A Savings Bank account or Current account becomes ‘Dormant Account’ if it is not operated during the previous 12 months.
An SB or Current account becomes ‘Dormant Account’ if the account is not operated during the previous 12 months. The account is treated as “inoperative” if there are no transactions in the account for over a period of two years, including the period reckoned to classify them as dormant. For the purpose of classifying an account as ‘inoperative’ both the type of transactions i.e., debit entries, as well as credit transactions induced at the instance of customers as well as the third party is considered. However, the service charges levied by the bank or interest credited by the bank are not considered as transactions for the purpose of classification of account.
If your bank account is classified as dormant or inoperative, you need not worry about it. The bank accounts are classified as dormant or inoperative accounts by the banks, with the point of view of reducing the risk of frauds. The classifications are made only to bring to the attention of dealing staff, the increased risk in the account.

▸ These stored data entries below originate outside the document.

PR #464, opened 2015-03-20
Throw an error if cgroup tries to set cpu-shares more/less than the maximum/minimum permissible value.

shishir-a412ed:
If I pass a value for `cpu-shares` larger than the maximum allowed value, the kernel just changes it to the maximum allowed value. This is confusing for the user as what he requested and what is set is different.

e.g. if the max possible value is 262144 and I tried to set cpu-shares as 280000, 
This code will throw an application error saying "The maximum allowed cpu-shares is 262144".

### DIFF
--- a/cgroups/fs/apply_raw.go
+++ b/cgroups/fs/apply_raw.go
@@ -1,8 +1,11 @@
 package fs
 
 import (
+	"fmt"
+	"io"
 	"io/ioutil"
 	"os"
+	"path"
 	"path/filepath"
 	"strconv"
 	"sync"
@@ -75,9 +78,12 @@ type data struct {
 }
 
 func (m *Manager) Apply(pid int) error {
+
 	if m.Cgroups == nil {
 		return nil
 	}
+
+	var c = m.Cgroups
 
 	d, err := getCgroupData(m.Cgroups, pid)
 	if err != nil {
@@ -107,6 +113,28 @@ func (m *Manager) Apply(pid int) error {
 		paths[name] = p
 	}
 	m.Paths = paths
+
+	var cpuShares int64
+
+	fd, err := os.Open(path.Join(m.Paths["cpu"], "cpu.shares"))
+	if err != nil {
+		return err
+	}
+
+	_, err = fmt.Fscanf(fd, "%d", &cpuShares)
+	if err != nil && err != io.EOF {
+		return err
+	}
+
+	fd.Close()
+
+	if c.CpuShares != 0 {
+		if c.CpuShares > cpuShares {
+			return fmt.Errorf("The maximum allowed cpu-shares is %d", cpuShares)
+		} else if c.CpuShares < cpuShares {
+			return fmt.Errorf("The minimum allowed cpu-shares is %d", cpuShares)
+		}
+	}
 
 	return nil
 }
--- a/cgroups/systemd/apply_systemd.go
+++ b/cgroups/systemd/apply_systemd.go
@@ -5,8 +5,10 @@ package systemd
 import (
 	"bytes"
 	"fmt"
+	"io"
 	"io/ioutil"
 	"os"
+	"path"
 	"path/filepath"
 	"strconv"
 	"strings"
@@ -240,6 +242,28 @@ func (m *Manager) Apply(pid int) error {
 	}
 
 	m.Paths = paths
+
+	var cpuShares int64
+
+	fd, err := os.Open(path.Join(m.Paths["cpu"], "cpu.shares"))
+	if err != nil {
+		return err
+	}
+
+	_, err = fmt.Fscanf(fd, "%d", &cpuShares)
+	if err != nil && err != io.EOF {
+		return err
+	}
+
+	fd.Close()
+
+	if c.CpuShares != 0 {
+		if c.CpuShares > cpuShares {
+			return fmt.Errorf("The maximum allowed cpu-shares is %d", cpuShares)
+		} else if c.CpuShares < cpuShares {
+			return fmt.Errorf("The minimum allowed cpu-shares is %d", cpuShares)
+		}
+	}
 
 	return nil
 }


cgroups/systemd/apply_systemd.go
```diff
@@ -212,6 +213,17 @@ func (m *Manager) Apply(pid int) error {
 
 	m.Paths = paths
 
+	cpuShares, err := ioutil.ReadFile(path.Join(m.Paths["cpu"], "cpu.shares"))
+	if err != nil {
+		return err
+	}
+
+	if c.CpuShares != 0 {
+		if strings.TrimSpace(strconv.FormatInt(c.CpuShares, 10)) != strings.TrimSpace(string(cpuShares)) {
```
LK4D4: I think it's better to use `fmt.Sprintf("%d", c.CpuShares)`, also you don't need `TrimSpace` for this.
But probably it's better to `Fscanf` int directly from file. I'm not sure if it makes sense for one value, but sometimes you need to wrap opened file to `BufReader` for `Fscanf`

shishir-a412ed: yeah I used TrimSpace because even though the values {1: Set by the kernel, 2: Passed by docker run} were same ... the leading and trailing spaces were failing the comparisons.

shishir-a412ed: I just tried, `fmt.Sprintf()`, It is printing nothing on docker daemon logs or client, which I was expecting. we need to throw the error back from libcontainer to docker. Let me know if this works for you.

I ll take a look at FScanf and see if I can read `in64` directly from the file.

LK4D4: `fmt.Sprintf()` creates string, not printing it.

shishir-a412ed: @LK4D4 Something like this ?

cgroups/systemd/apply_systemd.go
```diff
@@ -212,6 +213,17 @@ func (m *Manager) Apply(pid int) error {
...
 	m.Paths = paths
 
+	cpuShares, err := ioutil.ReadFile(path.Join(m.Paths["cpu"], "cpu.shares"))
+	if err != nil {
+		return err
+	}
+
+	if c.CpuShares != 0 {
+		if fmt.Sprintf("%d", c.CpuShares) != strings.TrimSpace(string(cpuShares)) {
+			return fmt.Errorf("The maximum allowed cpu-shares is %s\n", string(cpuShares))
```
LK4D4: `\n` at the end is not needed
You don't need `string`, because `fmt` will do this for you.

cgroups/systemd/apply_systemd.go
```diff
@@ -212,6 +213,17 @@ func (m *Manager) Apply(pid int) error {
 
 	m.Paths = paths
 
+	cpuShares, err := ioutil.ReadFile(path.Join(m.Paths["cpu"], "cpu.shares"))
```
LK4D4: Probably better to create temp variable for `strings.TrimSpace(string(cpuShares))` and then use it in condition and error

vmarmol:
This won't trigger for only max, it will happen for min too. For example, try to write 1, the kernel will cap it at 2.

We should also be doing this in fs too no?

hqhq:
The minimum number is mentioned in docs, the maximum isn't.
But should this be put to Docker side, where we do all other resource configs check? Right now it's in `daemon/create.go`. In libcontainer, we deal with cgroupfs directly, and can leave the checking to cgroupfs.

shishir-a412ed:
@LK4D4 I have cleaned up the code. Please review it and let me know if any more changes are required.

@vmarmol I have update the code to handle both maximum and minimum checks.

cgroups/systemd/apply_systemd.go
```diff
@@ -212,6 +214,28 @@ func (m *Manager) Apply(pid int) error {
...
+		return err
+	}
+
+	fd.Close()
+
+	if c.CpuShares != 0 {
+		if c.CpuShares > cpuShares {
+			return fmt.Errorf("The maximum allowed cpu-shares is %d\n", cpuShares)
+		} else if c.CpuShares < cpuShares {
+			return fmt.Errorf("The minimum allowed cpu-shares is %d\n", cpuShares)
```
dqminh: i think you dont need `\n` here

dqminh:
@shishir-a412ed I think we should do this check in `cgroup/fs` too

cgroups/systemd/apply_systemd.go
shishir-a412ed: @dqminh removed \n.

shishir-a412ed:
@vmarmol @dqminh @LK4D4 
Just to confirm when you say you want the same checks replicated in `cgroups/fs` too.

You want me to put the same checks in this function ?
https://github.com/docker/libcontainer/blob/master/cgroups/fs/apply_raw.go#L77

Shishir

LK4D4:
@dqminh +1
It is actually same code for fs and systemd if we know path to cgroup. Probably we need to work more abstractions around paths.

shishir-a412ed:
@LK4D4 @vmarmol I tried to put the same change in https://github.com/docker/libcontainer/blob/master/cgroups/fs/apply_raw.go#L77, however it is failing.

Can you please elaborate where the change for cgroups/fs needs to be done.
Or can we just merge this PR with systemd change ?

Shishir

cgroups/fs/apply_raw.go
```diff
@@ -108,6 +110,28 @@ func (m *Manager) Apply(pid int) error {
...
+	fd.Close()
+
+	if c.CpuShares != 0 {
+		if c.CpuShares > cpuShares {
+			return fmt.Errorf("The maximum allowed cpu-shares is %d", cpuShares)
+		} else if c.CpuShares < cpuShares {
+			return fmt.Errorf("The minimum allowed cpu-shares is %d", cpuShares)
+		}
+	}
+
```
dqminh: @shishir-a412ed from the CI log, this failed because it needs to import fmt, and declare `c := m.Cgroups`

However, it's probably cleaner to check this after we set the value in `cgroups/fs/cpu.go`

shishir-a412ed:
@dqminh Thanks for that ! I have made the changes.

shishir-a412ed:
@vmarmol any updates on this ?

vmarmol:
LGTM

Argh we really need to make it easier to share code between the fs and systemd implementations. Too much duplication.

LK4D4:
@vmarmol Yeah :) We need some functions which operating on just cgroup paths.

LK4D4:
LGTM

PR #469, opened 2015-03-23
systemd: properly check DefaultDependencies is read only

Snorch:
on systemd v208 in Centos7 and Fedora20 error is not:
"org.freedesktop.DBus.Error.PropertyReadOnly"
but:
"property.org.freedesktop.DBus.Error.PropertyReadOnly"
so check failes and in Docker we get:
Docker daemon: System error: Cannot set property DefaultDependencies, or
unknown property

Fix for commit:
https://github.com/docker/libcontainer/commit/99233fde8c4f58853a474a5831ef0bcf6bf866c5

Signed-off-by: Pavel Tikhomirov <ptikhomirov@parallels.com>


crosbymichael:
LGTM

LK4D4:
LGTM

PR #472, opened 2015-03-23
path now returns the IsNotFound error

crosbymichael:
This error is not propogated up to the caller and needs to be handled at
the site where d.path() is called.


vmarmol:
LGTM

PR #474, opened 2015-03-23
Revert "cgroups: only return path when subsystem really mounted

crosbymichael:
We need to do this so that when a user specifies an option and we are unable to fulfill the request we should fail hard instead of ignoring the error and keep going.  We also need to fail hard for cgroups like `devices` because of security reasons.

### DIFF
--- a/cgroups/fs/apply_raw.go
+++ b/cgroups/fs/apply_raw.go
@@ -235,6 +235,12 @@ func (raw *data) parent(subsystem string) (string, error) {
 }
 
 func (raw *data) path(subsystem string) (string, error) {
+	_, err := cgroups.FindCgroupMountpoint(subsystem)
+	// If we didn't mount the subsystem, there is no point we make the path.
+	if err != nil {
+		return "", err
+	}
+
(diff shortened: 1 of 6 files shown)


LK4D4:
@crosbymichael first commit is not signed

jfrazelle:
Probably because it was done through the UI ;)

tianon:
Shouldn't these instead only fail hard like this if both the feature was requested _and_ the `join` failed with `NotFound`?

Otherwise, any cgroup we add support for becomes required, like `blkio` did in #337 (and then revised via #437).

jfrazelle:
this is signed now :)

LK4D4:
LGTM

tianon:
c5eef90 thanks @crosbymichael :heart:

hqhq:
Hi, the problem @tianon pointed out seems still exist. This revert also revert the fix that we don't fail when some subsystems are not mounted, I'm doing this another way in https://github.com/docker/libcontainer/pull/476, so we also don't ignoring the error when a user specifies an option and we are unable to fulfill the request.

PR #475, opened 2015-03-24
remove redundant code

hqhq:
Now we return not found err in path(), so no need to check again.


crosbymichael:
LGTM

LK4D4:
LGTM

PR #476, opened 2015-03-24
don't fail when subsystem not mounted

hqhq:
We do this aim two goals:
 - don't fail when some subsystems are not mounted.
 - fail hard instead of ignoring the error when a user specifies
   an option and we are unable to fulfill the request.

### DIFF
--- a/cgroups/fs/apply_raw.go
+++ b/cgroups/fs/apply_raw.go
@@ -275,6 +275,11 @@ func (raw *data) join(subsystem string) (string, error) {
 }
 
 func writeFile(dir, file, data string) error {
+	// Normally dir should not be empty, one case is that cgroup subsystem
+	// is not mounted, we will get empty dir, and we want it fail here.
+	if dir == "" {
+		return fmt.Errorf("no such directory for %s.", file)
+	}
 	return ioutil.WriteFile(filepath.Join(dir, file), []byte(data), 0700)
 }
 
--- a/cgroups/fs/cpuset.go
+++ b/cgroups/fs/cpuset.go
@@ -16,7 +16,7 @@ type CpusetGroup struct {
 
 func (s *CpusetGroup) Apply(d *data) error {
 	dir, err := d.path("cpuset")
-	if err != nil {
+	if err != nil && !cgroups.IsNotFound(err) {
 		return err
 	}
 
@@ -48,6 +48,11 @@ func (s *CpusetGroup) GetStats(path string, stats *cgroups.Stats) error {
 }
 
 func (s *CpusetGroup) ApplyDir(dir string, cgroup *configs.Cgroup, pid int) error {
+	// This might happen if we have no cpuset cgroup mounted.
+	// Just do nothing and don't fail.
+	if dir == "" {
+		return nil
+	}
 	if err := s.ensureParent(dir); err != nil {
 		return err
 	}
--- a/cgroups/fs/devices.go
+++ b/cgroups/fs/devices.go
@@ -11,6 +11,8 @@ type DevicesGroup struct {
 func (s *DevicesGroup) Apply(d *data) error {
 	dir, err := d.join("devices")
 	if err != nil {
+		// We will return error even it's `not found` error, devices
+		// cgroup is hard requirement for container's security.
 		return err
 	}
 
--- a/cgroups/systemd/apply_systemd.go
+++ b/cgroups/systemd/apply_systemd.go
@@ -256,6 +256,11 @@ func (m *Manager) GetPaths() map[string]string {
 }
 
 func writeFile(dir, file, data string) error {
+	// Normally dir should not be empty, one case is that cgroup subsystem
+	// is not mounted, we will get empty dir, and we want it fail here.
+	if dir == "" {
+		return fmt.Errorf("no such directory for %s.", file)
+	}
 	return ioutil.WriteFile(filepath.Join(dir, file), []byte(data), 0700)
 }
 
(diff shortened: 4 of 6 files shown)


cgroups/fs/devices.go
```diff
@@ -10,7 +10,7 @@ type DevicesGroup struct {
 
 func (s *DevicesGroup) Apply(d *data) error {
 	dir, err := d.join("devices")
-	if err != nil {
+	if err != nil && !cgroups.IsNotFound(err) {
```
crosbymichael: We really cannot do this because devices is a hard requirement.  Without the devices cgroup it is a security issue because a container will have unrestricted access to device nodes.

crosbymichael:
@hqhq what cgroups does your systems not have mounted?

hqhq:
@crosbymichael some of our clients don't mount all cgroup subsystems, maybe just mount cpuset and memory cgroup. It's OK if Docker take device cgroup as hard requirement, but I think that can be done on Docker side, because that's what Docker needed, and we can show specific message, libcontainer should be more common, what do you think?

crosbymichael:
@hqhq I think cgroups are a fundamental aspect for creating containers and support should be required.  There is little overhead for mounting these and joining them as monitoring via cgroups is very important to understand the performance of your containerized apps.  I feel like containers are the sum of namespaces, cgroups, caps, and rootfs jails (chroot).  Each are equally important and should be required.  

@vmarmol how do you feel about making these mounts required or not?

vmarmol:
I see @hqhq's point about libcontainer maybe not being the place where we enforce this, but I do see the value in having a setup we know and test frequently. We already assume cgroups are mounted in various places and it'll be brittle for those that don't. I'm conflicted but I side with @crosbymichael about having a good experience for the 99% usecases.

hqhq:
@crosbymichael @vmarmol I don't think we should take all cgroup subsystems as hard requirement, devices cgroup has a good reason but not all of others. I added some check on Docker side https://github.com/docker/docker/pull/11882, and we can take devices cgroup as hard requirement in libcontaier.

hqhq:
I updated devices part, WDYT?

crosbymichael:
@hqhq ok, i think that maybe a good approach to take.

cgroups/systemd/apply_systemd.go
```diff
@@ -224,6 +224,11 @@ func (m *Manager) GetPaths() map[string]string {
 }
 
 func writeFile(dir, file, data string) error {
+	// Normally dir should not be empty, one case is that cgroup subsystem
+	// is not mounted, we will get empty dir, and we want it fail here.
+	if dir == "" {
+		return fmt.Errorf("No such directory for %s.", file)
```
vmarmol: nit: lowercase "No" for Go errors to start with lowercase.

cgroups/fs/apply_raw.go
```diff
@@ -263,6 +264,11 @@ func (raw *data) join(subsystem string) (string, error) {
 }
 
 func writeFile(dir, file, data string) error {
+	// Normally dir should not be empty, one case is that cgroup subsystem
+	// is not mounted, we will get empty dir, and we want it fail here.
+	if dir == "" {
+		return fmt.Errorf("No such directory for %s.", file)
```
vmarmol: same here.

vmarmol:
Sounds reasonable to me.

hqhq:
Updated.

mrunalp:
@hqhq Do we need any changes on the systemd side?

hqhq:
@mrunalp Yes we need indeed, updated, thanks.

hqhq:
Rebased, ping.

hqhq:
ping.

cgroups/systemd/apply_systemd.go
```diff
@@ -441,10 +448,14 @@ func joinMemory(c *configs.Cgroup, pid int) error {
...
 	path, err := getSubsystemPath(c, "cpuset")
-	if err != nil {
+	if err != nil && !cgroups.IsNotFound(err) {
 		return err
 	}
 
+	if path == "" {
+		return nil
+	}
+
```
dqminh: should this check be moved into `cpusetGroup.ApplyDir` ?

vishh:
This still doesn't satisfy the use case where no cgroups are mounted right?

hqhq:
@vishh No, for now devices cgroup is hard requirement for security.

cgroups/systemd/apply_systemd.go
hqhq: Yes, thanks, updated.

dqminh:
LGTM

cgroups/fs/cpuset.go
```diff
@@ -48,6 +48,11 @@ func (s *CpusetGroup) GetStats(path string, stats *cgroups.Stats) error {
 }
 
 func (s *CpusetGroup) ApplyDir(dir string, cgroup *configs.Cgroup, pid int) error {
```
vmarmol: Shouldn't we not even make the call to apply for this subsystem if it doesn't exist?

hqhq: I was outside, just moved in as @dqminh suggested.
If outside, we should do that on both fs and systemd side, but I don't think that's a big deal. Just want make sure which way you prefer.

calavera: Yeah, checking this outside would duplicate this logic, I like it here better too :+1:

calavera:
code LGTM.

hqhq:
ping.

dqminh:
LGTM

vmarmol:
LGTM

The transaction may be monitored at a higher level both from the point of view of preventing fraud or making a Suspicious Transactions Report.
When the account becomes dormant or inoperative, banks normally call for ‘Know-Your-Customer’ related updates through Officially Valid Documents of the customer. This is to ensure that the transactions are consistent with the bank’s knowledge of the client, his business, the source of funds and risk profile. Operation in such dormant/inoperative accounts may be allowed after due diligence as per risk category of the customer. Due diligence means, ensuring the genuineness of the transaction, verification of the signature and identity etc.
Nevertheless, banks normally take the entire process in a non-noticeable manner. This is to ensure that the customer is not inconvenienced in any way, just because his/her account has been rendered inoperative.
Section 26 of the Banking Regulation Act, 1949 provides, inter alia, that every banking company shall, within 30 days after close of each calendar year submit a return in the prescribed form and manner to the Reserve Bank of India as at the end of each calendar year (i.e., 31st December) of all accounts in India which have not been operated upon for 10 years.